I pretty much used him as a void to fill space and time while I was in between more serious relationships. I met him when he starting working at my job in about 2005 and I was 19. We were instantly friends but nothing more since he was married at the time. Fast forward to 2008 after I returned back to my home town from living in another state and the birth of my daughter. Me and my daughter's dad was broken up and one night at the club guess who I run into....My old buddy. We instantly hit if off like I never left and since he was no longer married I had no problem with our friendship moving to the next level.
That next level was us just having a good time with each other, nothing too serious, but he definitely had my attention.
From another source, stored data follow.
PR #500, opened 2020-02-02
Fixes #20042 - add a clear button to recurring logics

MariaAga:
In the index of recurring logics there should be a button to clear cancelled recurring logics
image

### DIFF
--- a/app/controllers/foreman_tasks/recurring_logics_controller.rb
+++ b/app/controllers/foreman_tasks/recurring_logics_controller.rb
@@ -22,6 +22,12 @@ module ForemanTasks
       redirect_to :action => :index
     end
 
+    def clear_cancelled
+      scope = resource_base.search_for('state=cancelled')
+      scope.destroy_all
+      redirect_to :action => :index
+    end
+
     def controller_name
       'foreman_tasks_recurring_logics'
     end
@@ -48,6 +54,15 @@ module ForemanTasks
     def filter(scope)
       scope.search_for(params[:search])
            .paginate(:page => params[:page], :per_page => params[:per_page])
+    end
+
+    def action_permission
+      case params[:action]
+      when 'clear_cancelled'
+        'edit'
+      else
+        super
+      end
     end
   end
 end
--- a/app/views/foreman_tasks/recurring_logics/index.html.erb
+++ b/app/views/foreman_tasks/recurring_logics/index.html.erb
@@ -5,6 +5,36 @@
 <%= alert(:class => 'alert-info', :id => 'multiple-alert', :close => false, :header => '', :text => @errors) %>
 <% end %>
 
+<% if authorized_for(:permission => :edit_recurring_logics, :auth_object => @recurring_logics) %>
+  <% title_actions link_to(_('Clear Cancelled'),
+              clear_cancelled_foreman_tasks_recurring_logics_path,
+              class:  ['btn', 'btn-sm', 'btn-danger'],                  
+              :'data-toggle' => "modal",
+              :'data-target' => "#clear_modal") 
+              %>
+
+  <div class="modal fade" id="clear_modal" tabindex="-1" role="dialog" aria-labelledby="Deploy" aria-hidden="true">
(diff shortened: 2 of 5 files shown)


app/controllers/foreman_tasks/recurring_logics_controller.rb
```diff
@@ -22,6 +22,16 @@ def cancel
       redirect_to :action => :index
     end
 
+    def clear_cancelled
+      scope = resource_base.search_for('state=cancelled') || []
+      scope.each do |recurring_logic|
+        begin
+          recurring_logic.destroy
+        end
```
adamruzicka: You can remove the `begin` and `end`, they don't really do anything here

app/controllers/foreman_tasks/recurring_logics_controller.rb
```diff
@@ -22,6 +22,16 @@ def cancel
       redirect_to :action => :index
     end
 
+    def clear_cancelled
+      scope = resource_base.search_for('state=cancelled') || []
+      scope.each do |recurring_logic|
```
adamruzicka: I think you should be able to call `#destroy_all` on the collection instead of having to iterate through the items and destroying them one by one

app/controllers/foreman_tasks/recurring_logics_controller.rb
```diff
@@ -22,6 +22,16 @@ def cancel
       redirect_to :action => :index
     end
 
+    def clear_cancelled
+      scope = resource_base.search_for('state=cancelled') || []
```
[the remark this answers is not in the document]
MariaAga: thanks! I'm still learning :)

MariaAga:
@pondrejk Thanks for the review, I moved the button to the right of the table so it will be "the foerman way".
But I think disabling the button when there are no cancelled logics is too complicated and only has a cosmetic purpose

adamruzicka:
Ideally there should be some kind of "empty page", but that is out of scope of this.

app/views/foreman_tasks/recurring_logics/index.html.erb
```diff
@@ -5,6 +5,11 @@
 <%= alert(:class => 'alert-info', :id => 'multiple-alert', :close => false, :header => '', :text => @errors) %>
 <% end %>
 
+<% title_actions link_to(_('Clear Cancelled'),
+            clear_cancelled_foreman_tasks_recurring_logics_path,
+            class:  ['btn', 'btn-sm', 'btn-primary'].compact,
+            method: :post ) %>
```
adamruzicka: The button should not be shown if the user doesn't have the `edit_recurring_logics` permission assigned. For reference take a look at https://github.com/theforeman/foreman_remote_execution/blob/master/app/helpers/remote_execution_helper.rb#L69

adamruzicka: Also that `.compact` doesn't really do anything there so you can drop it

MariaAga: Thanks for the explanation, fixed

app/views/foreman_tasks/recurring_logics/index.html.erb
```diff
@@ -5,6 +5,13 @@
 <%= alert(:class => 'alert-info', :id => 'multiple-alert', :close => false, :header => '', :text => @errors) %>
 <% end %>
 
+<% if authorized_for(:permission => :edit_recurring_logics, :auth_object => @recurring_logics) %>
+  <% title_actions link_to(_('Clear Cancelled'),
+              clear_cancelled_foreman_tasks_recurring_logics_path,
+              class:  ['btn', 'btn-sm', 'btn-primary'],
```
adamruzicka: Shouldn't the button be red to denote it is a possibly destructive action?

MariaAga: Yeah you're right. I also added a confirm dialog

adamruzicka:
Thank you @MariaAga & @pondrejk !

That was until I was wooed by my daughter's dad and dropped my little boo like a bad habit LOL. Now lets fast forward another year or so to the birth of my twins and eventually ended the relationship with my kids father AGAIN...(smh I know). Who did I run back too...my old boo. He was my rebound guy, my I'm bored guy, my I need love and affection guy, my I just want a serious and good relationship guy. I thought because we never had issues that he could possibly be the man I need to be with. So over the course of I don't know how long he was my boo and I wasn't until I had a serious conversation with him that I learned he may not be the one for me.
As I noticed my feelings were getting stronger for him, I also noticed how certain things started to bother me. I was over the waiting for text and calls back. I was annoying with the priority level I was on. I was highly upset at the things we did for "quality time spent together". And I started to feel nothing but more than a booty call of sorts. It was all fun and games until feelings get involved so I sat him down for a talk. Turns how he didn't want what I did. but he didn't want to lose me (guys kill me with that). So I had a decision to make and after talking to my sister about it and my kids dad wooing me again...smh, I dropped my tender-roni like a hot potato.
So years go by and after my horrible breakup with my kids father (definitely for good this time lol) I randomly and unexpectantly get poked on Facebook and guess who it is...my boo thang lol. I was flooded back with fun memories and cue our cute little convo of how its been so long and how he missed me. So when he asked about my relationship and I give him the it just didn't work out line, he hits me back with the I should have just stayed with him. But wasn't you the one that didn't want a relationship????? Here we go again, but this time was it was different and that was because I was different. The last break up with my kids dad gave me a different view on what I want out of my next relationship and it definitely didn't include someone who is giving mixed vibes on what they wanted. We are to old for that and sure enough he started his flakiness straight out the gate. I knew it was a wrap and I'm happy I didn't really pursue anything with him this time around.
Things will never change unless we demand change and even then is it even worth it. Some relationships need to stay buried and be gone forever. Remember why it didn't work in the first place and evaluate if it's worth being a part of your life again. Can me and dude be friends....absolutely, but as far as a relationship....nah I'm good. It was fun while it lasted.